Wohin Andrej Holm und seine Freundin Anne Roth auch gehen – es bleibt den Augen der Ermittler nicht verborgen. Ihre Telefone und Handys werden abgehört, die E-Mails mitgelesen, Kameras überwachen den Hauseingang. Wie lange noch, wissen sie nicht. Als Andrej Holm aus der Untersuchungshaft entlassen wird und mit seiner Mutter am Telefon über einen „schwarzen Beutel“ spricht, in dem einige Ermittlungsakten steckten, kommt es noch am selben Tag zu einer zweiten Hausdurchsuchung. Seitdem bemühen sich alle, am Telefon so präzise wie möglich zu sein.

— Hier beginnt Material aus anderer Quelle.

PR #21800, opened 2026-09-21
Ignore wedged runs the deploy turnstile can never outlive

CamSoper:
### Proposed changes

Every production deploy since 2026-09-18 has taken ~54 minutes instead of ~9. This is why, and the fix.

> **Note:** this branch was force-pushed after the first review. It was originally cut from #21789's branch by mistake, so the PR showed that PR's 16 files as well — 18 total. It is rebased onto `master` now and contains only the two files below. The first review read the wrong diff; the second reflects reality.

**What's wrong**

`scripts/await-in-progress.js` serializes deploys by waiting for every run of the same workflow with a lower run ID. Its only early exit is:

```js
if (recent.length === 0) { break; }
```

A run that never completes therefore blocks it permanently — it stays lower-id than every new run forever, the loop always runs out its 45-minute cap, and the script then proceeds **unserialized**, which is the exact condition it exists to prevent.

Three such runs have accumulated here, all reported by the API as `queued`, none of which ever started:

| Run | Workflow | Queued since |
|---|---|---|
| [23509983446](https://github.com/pulumi/docs/actions/runs/23509983446) | `build-and-deploy.yml` | 2026-03-24 |
| [31117840729](https://github.com/pulumi/docs/actions/runs/31117840729) | `build-and-deploy.yml` | 2026-08-06 |
| [32907599016](https://github.com/pulumi/docs/actions/runs/32907599016) | `testing-build-and-deploy.yml` | 2026-08-25 |

Only 31117840729 could be cancelled. The other two refuse cancel, force-cancel and delete alike:

```
409 Cannot cancel a workflow run that has not been queued yet
403 Could not delete the workflow run
```

There is no API that clears them, so filtering them here is the only available remedy. (Removing them entirely needs a GitHub Support ticket; this makes them harmless in the meantime.)

**When it started**

They became load-bearing on 2026-09-18, when #21708 added `queued` and `waiting` to the status query. That was a *correct* fix for a real hole — a queued run genuinely can hold the stack — but it also made these three visible for the first time. Before it the query was `const status = "in_progress"`, and they were invisible.

The effect is measurable: the 40 production runs since that commit have a median wall time of **54.3 minutes** (clustered 52–59) against **~9 minutes** before it. That is not a build-time distribution; it is a constant, and the constant is `maxWaitMs`. The three `[409] Conflict: Another update is currently in progress` failures on 2026-09-21 were the first symptom anyone traced back here.

**The fix**

`dropStaleRuns()` filters runs older than 48 hours out of the wait list before the id comparison, and logs each one it skips.

On the threshold: six hours was the obvious number and it was wrong. GitHub's six-hour limit is a *job* timeout whose clock starts when the job gets a runner — queue time isn't counted — so a run that waited for capacity can be older than six hours while genuinely holding the stack. 48 hours clears any plausible queue wait plus a full six-hour job, and is still two orders of magnitude below the ages actually observed. It's a heuristic, not a proof, so the worst case is worth stating: the wait loop already gives up after `maxWaitMs` and proceeds regardless, so this filter can only change *when* a run stops waiting, never *whether* it does.

Each skip is announced once per deploy as a `::warning::` naming the run, its status and its age. Once, not per poll — GitHub renders at most 10 warning annotations per step, and 45 repeats would push the "giving up on the queue and proceeding" warning off the end of the list, which would make the diagnostic the thing hiding the diagnosis. The previous code reported a bare count (`Found 5 other job(s)`), so a queue holding a run from March read exactly like a busy afternoon; that silence is why this took three days to find.

`@octokit/rest` moves to a lazy require inside `waitForInProgressRuns`, and the entry point is guarded by `require.main === module`, so the test can reach `dropStaleRuns` without the dependency installed and without the script talking to GitHub on import. The `node ./scripts/await-in-progress.js` call in `scripts/ci-push.sh` is unaffected — verified in both directions.

### Testing

`scripts/await-in-progress.test.js`, picked up by `scripts/run-unit-tests.sh` and so by `make test`. 13 tests here; full suite **67 passing**.

Coverage includes the real wedged run, a run older than the six-hour job timeout but inside the bound (which must still be waited on), both fail-safe paths, the log-once-per-deploy behavior across 45 simulated polls, and that suppressing the log doesn't suppress the filtering.

Verified non-vacuous against seven mutations — never drop, drop everything, revert the threshold to 6h, log on every poll, never log, drop unparseable timestamps, ignore the `created_at` fallback. Each fails at least one test; the suite is clean on the real code.

### Related issues

None filed. Came out of the #docs-ops investigation into the 2026-09-21 build-and-deploy failures, alongside #21789, which retries the resulting 409s at the Pulumi layer. Now that this branch is rebased, the two are genuinely independent and neither depends on the other.

https://claude.ai/code/session_01Eif28XV3WrnCmpfdNK3HZK


CamSoper:
@claude Pushed fixes for F1 and F2, and rebased the branch -- details below. #update-review

**First, the branch was wrong.** I cut it from #21789's branch instead of `master`, so the diff you reviewed carried that PR's 16 files as well. It's rebased onto `master` now and contains only `scripts/await-in-progress.js` and its test. Force-pushed, so the review you just did read a diff that no longer exists. Sorry for the wasted pass.

**F1 -- fixed, and you were right about the reasoning as well as the number.**

Six hours was the obvious threshold and it was wrong for exactly the reason you gave: the limit is a *job* timeout whose clock starts when the job gets a runner, so queue time isn't counted and a run can be older than six hours while genuinely executing. Calling that "safe by construction" in the comment was wrong twice over -- wrong bound, and a guarantee I couldn't make.

The bound is 48 hours now: past any plausible queue wait plus a full six-hour job, still two orders of magnitude below the ages actually observed (27 to 181 days). The comment states the worst case rather than claiming a proof -- the wait loop already gives up after `maxWaitMs` and proceeds regardless, so this filter can only change *when* a run stops waiting, never *whether* it does. New test: a run 12h old is kept, since 12h is not proof of anything.

I didn't lean on `retry_on_stack_lock` as the justification, as your note offered -- it lives in #21789 and isn't on this branch, so it would have been a guarantee borrowed from a PR that hasn't merged.

**F2 -- fixed.** `dropStaleRuns` now takes a `warned` set of already-announced run ids that `waitForInProgressRuns` holds across poll iterations, so each wedged run is reported once per deploy instead of ~45 times. Filtering still runs every poll; only the logging is deduplicated. Your point about the 10-annotation cap is the part that made this worth fixing rather than tidying -- the repeats would have pushed the "giving up on the queue and proceeding" warning off the end, so the diagnostic would have been the thing hiding the diagnosis.

Tests: 45 simulated polls produce one warning rather than 45, distinct runs each get their own, and suppressing the log doesn't suppress the filtering.

Both fixes re-verified non-vacuous by reverting each one as a mutation and confirming it fails a test. Full suite 67 passing.

---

Anne Roth hat sich gegen „die Atmosphäre der Angst und Einschüchterung“ auf eigene Art zur Wehr gesetzt. Sie hat das Webblog „annalist“ gegründet, worin sie aus dem „Innenleben eines Terrorismus-Verfahrens“ berichtet. Beispielsweise darüber, wie sich das eigene Verhalten bei Beschattung verändert. Ironie, erzählt sie, verbitte sich am Telefon: „Das verstehen die Ermittler nicht.“ Auch schlechte Telefonleitungen, Knacken und Rauschen, bergen die Gefahr, dass es am unsichtbaren anderen Ende zu Fehlinterpretationen kommt. Deswegen: Flucht nach vorn in die Transparenz.

Womit wir wieder bei „TruemanTV“ wären. Die öffentliche Selbstüberwachung scheint der beste Schutz vor Observation zu sein. Wenn alles zu sehen ist, ist eigentlich nichts mehr sichtbar. Wie bei den pietistischen Niederländern, die keine Gardinen vor den Fenstern haben, weil sie ein anständiges Leben führen und nichts zu verbergen haben, käme niemand auf die Idee, im Vorbeigehen durchs Fenster zu schauen. Spaßeshalber stelle ich mir vor: Alle 82 Millionen Einwohner Deutschlands präsentieren sich live und nonstop im Netz. Die Vorratsdatenspeicherung wäre überflüssig, der Kontrollapparat würde zusammenbrechen – das Internet auch.